Identify, in the records below, every line where the string "proposed" appears, and copy each such line.

[Collection entries]
· · · ·

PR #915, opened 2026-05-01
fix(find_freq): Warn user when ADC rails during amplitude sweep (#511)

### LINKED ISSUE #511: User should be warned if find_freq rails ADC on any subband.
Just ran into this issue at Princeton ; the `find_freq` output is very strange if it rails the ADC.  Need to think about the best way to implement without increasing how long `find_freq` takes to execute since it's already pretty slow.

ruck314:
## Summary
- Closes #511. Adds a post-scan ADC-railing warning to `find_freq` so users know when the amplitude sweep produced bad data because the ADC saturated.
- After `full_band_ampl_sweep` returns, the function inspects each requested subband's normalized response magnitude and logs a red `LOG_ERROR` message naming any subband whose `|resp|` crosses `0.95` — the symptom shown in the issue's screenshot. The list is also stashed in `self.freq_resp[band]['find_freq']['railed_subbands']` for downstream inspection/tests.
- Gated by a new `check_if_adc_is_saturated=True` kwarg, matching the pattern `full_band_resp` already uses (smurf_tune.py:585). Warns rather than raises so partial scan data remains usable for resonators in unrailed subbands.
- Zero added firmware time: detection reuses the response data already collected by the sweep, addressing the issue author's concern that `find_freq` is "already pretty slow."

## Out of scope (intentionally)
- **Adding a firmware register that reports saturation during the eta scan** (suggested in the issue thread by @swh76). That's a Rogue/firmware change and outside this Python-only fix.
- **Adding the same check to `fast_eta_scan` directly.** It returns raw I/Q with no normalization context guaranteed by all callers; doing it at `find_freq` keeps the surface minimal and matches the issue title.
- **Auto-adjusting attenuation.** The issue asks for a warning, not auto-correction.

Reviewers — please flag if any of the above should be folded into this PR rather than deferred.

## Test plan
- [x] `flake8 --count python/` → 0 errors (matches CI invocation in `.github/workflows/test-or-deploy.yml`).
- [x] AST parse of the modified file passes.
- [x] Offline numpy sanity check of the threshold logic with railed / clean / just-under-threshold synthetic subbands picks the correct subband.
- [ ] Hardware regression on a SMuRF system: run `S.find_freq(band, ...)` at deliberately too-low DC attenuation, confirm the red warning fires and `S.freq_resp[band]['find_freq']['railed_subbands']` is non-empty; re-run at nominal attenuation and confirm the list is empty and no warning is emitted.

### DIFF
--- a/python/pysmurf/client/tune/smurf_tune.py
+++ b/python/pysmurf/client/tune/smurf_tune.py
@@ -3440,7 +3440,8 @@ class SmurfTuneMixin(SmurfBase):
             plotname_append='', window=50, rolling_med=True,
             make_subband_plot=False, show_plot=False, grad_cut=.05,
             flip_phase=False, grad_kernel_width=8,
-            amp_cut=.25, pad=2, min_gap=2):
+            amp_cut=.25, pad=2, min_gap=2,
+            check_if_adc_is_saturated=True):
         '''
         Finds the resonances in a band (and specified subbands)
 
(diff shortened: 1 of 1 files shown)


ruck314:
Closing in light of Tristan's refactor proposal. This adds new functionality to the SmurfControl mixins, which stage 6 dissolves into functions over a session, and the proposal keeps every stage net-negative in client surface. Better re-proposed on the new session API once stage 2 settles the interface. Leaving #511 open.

· · · ·

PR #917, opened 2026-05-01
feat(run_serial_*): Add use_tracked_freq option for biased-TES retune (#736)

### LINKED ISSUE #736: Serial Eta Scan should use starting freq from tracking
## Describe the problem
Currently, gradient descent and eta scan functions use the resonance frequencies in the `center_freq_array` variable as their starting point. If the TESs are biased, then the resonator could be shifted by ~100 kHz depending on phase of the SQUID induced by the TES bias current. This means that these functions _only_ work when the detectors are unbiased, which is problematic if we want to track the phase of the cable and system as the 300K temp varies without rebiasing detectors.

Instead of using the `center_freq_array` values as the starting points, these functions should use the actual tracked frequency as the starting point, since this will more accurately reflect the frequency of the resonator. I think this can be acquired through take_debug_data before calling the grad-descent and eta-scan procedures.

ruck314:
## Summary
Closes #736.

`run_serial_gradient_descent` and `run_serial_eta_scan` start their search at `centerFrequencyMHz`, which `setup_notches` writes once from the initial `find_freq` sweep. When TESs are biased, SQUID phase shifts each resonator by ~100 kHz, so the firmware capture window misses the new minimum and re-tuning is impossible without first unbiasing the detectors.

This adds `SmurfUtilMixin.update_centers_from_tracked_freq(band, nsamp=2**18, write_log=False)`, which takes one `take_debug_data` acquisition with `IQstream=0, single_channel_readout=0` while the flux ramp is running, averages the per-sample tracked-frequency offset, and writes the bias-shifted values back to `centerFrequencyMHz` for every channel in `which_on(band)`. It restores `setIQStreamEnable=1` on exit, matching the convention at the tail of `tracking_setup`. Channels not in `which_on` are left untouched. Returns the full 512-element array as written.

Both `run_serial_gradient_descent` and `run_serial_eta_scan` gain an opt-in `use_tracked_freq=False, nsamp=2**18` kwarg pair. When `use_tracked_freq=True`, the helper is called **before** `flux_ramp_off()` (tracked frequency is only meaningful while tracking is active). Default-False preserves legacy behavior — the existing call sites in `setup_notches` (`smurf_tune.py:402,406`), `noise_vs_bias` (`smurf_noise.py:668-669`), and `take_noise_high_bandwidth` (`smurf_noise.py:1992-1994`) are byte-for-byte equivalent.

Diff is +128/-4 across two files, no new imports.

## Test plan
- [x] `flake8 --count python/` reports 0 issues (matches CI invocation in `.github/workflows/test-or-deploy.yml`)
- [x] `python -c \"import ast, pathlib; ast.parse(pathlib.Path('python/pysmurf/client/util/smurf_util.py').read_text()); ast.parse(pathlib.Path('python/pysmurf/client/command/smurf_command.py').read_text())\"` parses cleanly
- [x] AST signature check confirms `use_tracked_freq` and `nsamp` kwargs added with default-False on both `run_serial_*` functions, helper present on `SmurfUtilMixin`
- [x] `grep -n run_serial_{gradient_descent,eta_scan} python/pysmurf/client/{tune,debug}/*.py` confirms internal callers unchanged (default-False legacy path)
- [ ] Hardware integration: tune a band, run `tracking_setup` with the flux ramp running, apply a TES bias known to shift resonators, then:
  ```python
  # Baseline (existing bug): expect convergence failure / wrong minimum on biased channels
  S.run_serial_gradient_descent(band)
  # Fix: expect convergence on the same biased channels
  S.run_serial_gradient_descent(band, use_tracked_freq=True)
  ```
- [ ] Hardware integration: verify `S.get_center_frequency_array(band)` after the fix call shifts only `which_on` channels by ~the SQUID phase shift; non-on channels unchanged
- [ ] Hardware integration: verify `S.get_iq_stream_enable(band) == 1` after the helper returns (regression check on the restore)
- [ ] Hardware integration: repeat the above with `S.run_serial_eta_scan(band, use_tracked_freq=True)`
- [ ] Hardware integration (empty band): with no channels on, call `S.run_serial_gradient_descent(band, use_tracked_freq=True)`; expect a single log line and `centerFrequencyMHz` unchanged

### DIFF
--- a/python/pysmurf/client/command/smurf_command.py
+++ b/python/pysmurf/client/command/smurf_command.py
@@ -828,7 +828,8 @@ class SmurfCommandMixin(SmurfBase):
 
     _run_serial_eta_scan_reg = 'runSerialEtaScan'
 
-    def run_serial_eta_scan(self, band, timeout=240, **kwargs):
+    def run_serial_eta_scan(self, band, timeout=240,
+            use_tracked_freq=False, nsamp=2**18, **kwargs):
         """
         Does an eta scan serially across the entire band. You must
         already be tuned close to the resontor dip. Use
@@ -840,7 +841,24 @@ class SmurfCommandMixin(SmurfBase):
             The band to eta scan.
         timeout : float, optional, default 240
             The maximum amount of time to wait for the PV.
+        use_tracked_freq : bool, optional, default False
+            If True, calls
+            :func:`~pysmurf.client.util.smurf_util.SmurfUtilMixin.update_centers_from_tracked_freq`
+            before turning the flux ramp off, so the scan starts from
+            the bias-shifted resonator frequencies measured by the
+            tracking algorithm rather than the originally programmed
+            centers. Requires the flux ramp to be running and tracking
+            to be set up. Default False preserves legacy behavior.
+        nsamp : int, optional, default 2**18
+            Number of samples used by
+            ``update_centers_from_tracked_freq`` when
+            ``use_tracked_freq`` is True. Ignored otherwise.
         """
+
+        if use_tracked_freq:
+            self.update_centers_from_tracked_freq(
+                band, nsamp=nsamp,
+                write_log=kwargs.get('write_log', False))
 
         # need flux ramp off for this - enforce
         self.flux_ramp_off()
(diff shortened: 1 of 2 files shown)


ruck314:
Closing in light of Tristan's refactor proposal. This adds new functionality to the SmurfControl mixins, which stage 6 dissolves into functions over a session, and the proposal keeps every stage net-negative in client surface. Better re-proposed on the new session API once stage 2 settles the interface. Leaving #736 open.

· · · ·

**Problem solution**
Closing in light of Tristan's refactor proposal. This adds new functionality to the SmurfControl mixins, which stage 6 dissolves into functions over a session, and the proposal keeps every stage net-negative in client surface. Better re-proposed on the new session API once stage 2 settles the interface. Leaving #511 open.
Closing in light of Tristan's refactor proposal. This adds new functionality to the SmurfControl mixins, which stage 6 dissolves into functions over a session, and the proposal keeps every stage net-negative in client surface. Better re-proposed on the new session API once stage 2 settles the interface. Leaving #736 open.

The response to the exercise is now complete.